Patients progressing after CD19-targeted immunotherapy in r/r B-ALL experience poor outcomes. CD22-targeted therapies, including CD22 CAR-T cells and Inotuzumab Ozogamicin, show promise as alternatives, although data in those patients is limited. This study retrospectively analyzed 43 r/r B-ALL patients who had previously received CD19-targeted therapy at two centers in China. Among these patients, 27.9% received blinatumomab, 58.1% received CD19 CAR-T cells, and 14% received both. After CD19-targeted therapy, 34.9% of patients experienced CD19-negative relapse, while the remaining patients maintained CD19 expression.
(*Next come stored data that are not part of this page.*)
PR #959, opened 2021-06-04
Add support for closing namespaces

fxposter:


prashantv:
Since this change modifies an interface, it is not backwards compatible, and so we cannot accept it for zap 1.0.

It may help to explain your use-case so we can suggest alternatives, or add this to the 2.0 wishlist.

prashantv:
Closing as this is not something we can accept for zap 1.0.

PR #961, opened 2021-06-08
zapcore: Add Buffered Writer

abhinav:
Add a BufferedWriteSyncer that buffers writes in memory before flushing
them to the underlying WriteSyncer at some interval or when a
configured amount of data has been buffered -- whichever comes first.

---

This is a copy of #952 (which itself is a fork of #782) because it was
accidentally merged instead of squashed, and wasn't yet fully reviewed.


zapcore/buffered_write_syncer.go
```diff
@@ -0,0 +1,187 @@
...
+	s.ticker = s.Clock.NewTicker(flushInterval)
+
+	// Unpack to the underlying WriteSyncer if we have a lockedWriteSyncer
+	// to avoid double-locking. Note that there's a risk here if the user
+	// tries to use the Lock-ed WriteSyncer directly in addition to using
+	// it with BufferedWriteSyncer, so we declare that the wrapped
+	// WriteSyncer is only ours to use once wrapped.
+	if w, ok := s.WS.(*lockedWriteSyncer); ok {
+		s.WS = w.ws
+	}
```
abhinav, line 104: I'm unsure about this bit. Maybe we shouldn't unpack the lock? @prashantv @moisesvega WDYT?

moisesvega: I am in favor of not unpacking `lockedWriteSyncer` and let the users decide if they need to unpack `lockedWriteSyncer` or any typer of `WriteSyncer` for their use case.

akshayjshah:
This is awesome! Glad to see that buffering finally made it in :)

PR #9, opened 2019-08-14
AF-2090: Adding plugin conf to copy editor resources from maven

jesuino:
Adding a maven plugin to retrieve the editor from maven and paste the resources inside the extension resources.

This is the first implementation that could apply also for other plugins. This first commit only includes DMN.

To bring the resources to the app you must run `mvn clean install` in dir `kogito-tooling/packages/vscode-extension`.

Subsequent treatments included CD22 CAR-T cells (55.8%) and InO (44.2%). The median age was 39 (24-56) years, with an overall CR/CRi rate of 54% and 35.1% achieving MRD negativity. Among the 22 patients achieving CR/CRi, 13 (59.1%) experienced relapse. The median relapse-free survival (RFS) was 236 days (95% CI: 132-unreached), and the median OS has not been reached. Multivariate analysis showed similar remission rates and survival for CD22 CAR-T and Inotuzumab Ozogamicin therapies. Patients with extramedullary disease had worse remission rates, and those previously resistant to CD19-targeted therapy had shorter RFS. CD22-targeted therapies offer a potential option for patients progressing after CD19-targeted immunotherapy, but high relapse rates highlight the need for better strategies for lasting remission.